====== The input ======

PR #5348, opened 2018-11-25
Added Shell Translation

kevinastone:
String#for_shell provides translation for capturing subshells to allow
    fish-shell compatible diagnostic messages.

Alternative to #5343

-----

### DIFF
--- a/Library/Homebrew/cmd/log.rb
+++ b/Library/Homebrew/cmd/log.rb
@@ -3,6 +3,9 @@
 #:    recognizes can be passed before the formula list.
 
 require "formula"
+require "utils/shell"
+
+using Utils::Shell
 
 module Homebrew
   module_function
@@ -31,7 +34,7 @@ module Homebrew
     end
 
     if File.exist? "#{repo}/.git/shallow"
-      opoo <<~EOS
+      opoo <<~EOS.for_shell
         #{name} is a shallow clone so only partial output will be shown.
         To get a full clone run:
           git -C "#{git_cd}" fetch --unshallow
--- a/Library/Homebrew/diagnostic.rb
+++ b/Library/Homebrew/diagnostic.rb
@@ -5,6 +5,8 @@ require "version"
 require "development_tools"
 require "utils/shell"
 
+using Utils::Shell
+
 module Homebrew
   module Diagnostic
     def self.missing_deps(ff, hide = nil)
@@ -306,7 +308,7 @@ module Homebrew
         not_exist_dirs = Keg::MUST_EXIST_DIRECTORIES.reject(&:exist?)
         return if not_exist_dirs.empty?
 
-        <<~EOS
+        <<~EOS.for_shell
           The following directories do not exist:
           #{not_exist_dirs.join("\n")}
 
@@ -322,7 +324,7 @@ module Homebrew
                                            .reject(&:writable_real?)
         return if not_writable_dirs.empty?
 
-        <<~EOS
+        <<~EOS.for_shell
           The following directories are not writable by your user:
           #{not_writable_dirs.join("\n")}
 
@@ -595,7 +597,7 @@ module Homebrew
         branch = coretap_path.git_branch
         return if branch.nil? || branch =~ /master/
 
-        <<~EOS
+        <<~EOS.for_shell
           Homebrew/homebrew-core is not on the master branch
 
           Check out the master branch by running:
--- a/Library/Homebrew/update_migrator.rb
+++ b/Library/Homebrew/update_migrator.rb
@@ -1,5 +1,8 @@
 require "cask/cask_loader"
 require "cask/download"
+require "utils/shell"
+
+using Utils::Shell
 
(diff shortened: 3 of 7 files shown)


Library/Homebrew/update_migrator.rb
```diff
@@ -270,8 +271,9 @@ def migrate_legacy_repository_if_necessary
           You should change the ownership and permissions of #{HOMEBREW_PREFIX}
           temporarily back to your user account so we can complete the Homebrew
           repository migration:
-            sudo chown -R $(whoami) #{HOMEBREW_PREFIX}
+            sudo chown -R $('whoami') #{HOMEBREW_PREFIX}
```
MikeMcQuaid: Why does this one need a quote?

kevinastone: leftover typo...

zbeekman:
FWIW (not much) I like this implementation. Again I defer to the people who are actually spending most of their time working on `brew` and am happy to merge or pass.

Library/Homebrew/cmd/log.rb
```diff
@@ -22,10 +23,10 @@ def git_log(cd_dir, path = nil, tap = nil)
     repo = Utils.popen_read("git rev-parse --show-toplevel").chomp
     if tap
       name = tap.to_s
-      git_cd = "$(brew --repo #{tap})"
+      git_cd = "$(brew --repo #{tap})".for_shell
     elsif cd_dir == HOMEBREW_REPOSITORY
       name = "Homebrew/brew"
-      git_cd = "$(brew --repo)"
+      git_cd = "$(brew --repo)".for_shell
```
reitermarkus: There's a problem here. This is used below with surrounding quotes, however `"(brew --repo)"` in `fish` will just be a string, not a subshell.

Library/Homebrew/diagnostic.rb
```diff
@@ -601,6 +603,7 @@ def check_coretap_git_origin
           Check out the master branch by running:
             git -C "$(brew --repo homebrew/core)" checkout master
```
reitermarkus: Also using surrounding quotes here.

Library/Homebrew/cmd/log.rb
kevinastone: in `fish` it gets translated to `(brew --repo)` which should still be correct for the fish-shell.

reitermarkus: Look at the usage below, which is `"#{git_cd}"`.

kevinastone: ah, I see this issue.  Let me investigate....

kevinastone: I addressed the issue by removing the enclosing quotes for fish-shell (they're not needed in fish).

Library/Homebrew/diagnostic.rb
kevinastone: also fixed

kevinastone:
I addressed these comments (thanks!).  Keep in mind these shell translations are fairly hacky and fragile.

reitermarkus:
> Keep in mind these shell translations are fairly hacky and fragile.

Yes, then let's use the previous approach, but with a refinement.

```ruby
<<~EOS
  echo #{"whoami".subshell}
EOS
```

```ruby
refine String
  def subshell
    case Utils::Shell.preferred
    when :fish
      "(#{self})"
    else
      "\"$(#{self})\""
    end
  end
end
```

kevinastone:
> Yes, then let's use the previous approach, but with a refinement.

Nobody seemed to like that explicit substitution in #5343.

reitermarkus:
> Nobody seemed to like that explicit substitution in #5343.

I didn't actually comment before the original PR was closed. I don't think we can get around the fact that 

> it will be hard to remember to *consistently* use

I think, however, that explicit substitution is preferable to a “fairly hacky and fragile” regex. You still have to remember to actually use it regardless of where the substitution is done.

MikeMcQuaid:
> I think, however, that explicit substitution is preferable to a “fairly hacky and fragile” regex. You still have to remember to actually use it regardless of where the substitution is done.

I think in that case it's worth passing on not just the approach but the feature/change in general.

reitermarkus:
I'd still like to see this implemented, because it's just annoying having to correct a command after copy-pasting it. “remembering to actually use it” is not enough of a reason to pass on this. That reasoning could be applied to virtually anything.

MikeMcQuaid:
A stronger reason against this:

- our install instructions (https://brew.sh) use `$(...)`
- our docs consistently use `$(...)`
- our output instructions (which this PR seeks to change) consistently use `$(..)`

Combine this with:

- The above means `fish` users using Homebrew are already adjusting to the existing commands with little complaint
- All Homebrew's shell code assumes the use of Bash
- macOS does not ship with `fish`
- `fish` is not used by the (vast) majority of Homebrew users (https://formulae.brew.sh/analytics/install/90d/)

======
====== The input ======

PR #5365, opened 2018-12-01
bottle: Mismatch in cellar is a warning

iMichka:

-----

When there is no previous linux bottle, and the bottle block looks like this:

======

* [About this exercise] In the entries above, find every line holding the word "approach" and copy it out.

* [Written response]
Yes, then let's use the previous approach, but with a refinement.
> Yes, then let's use the previous approach, but with a refinement.
I think in that case it's worth passing on not just the approach but the feature/change in general.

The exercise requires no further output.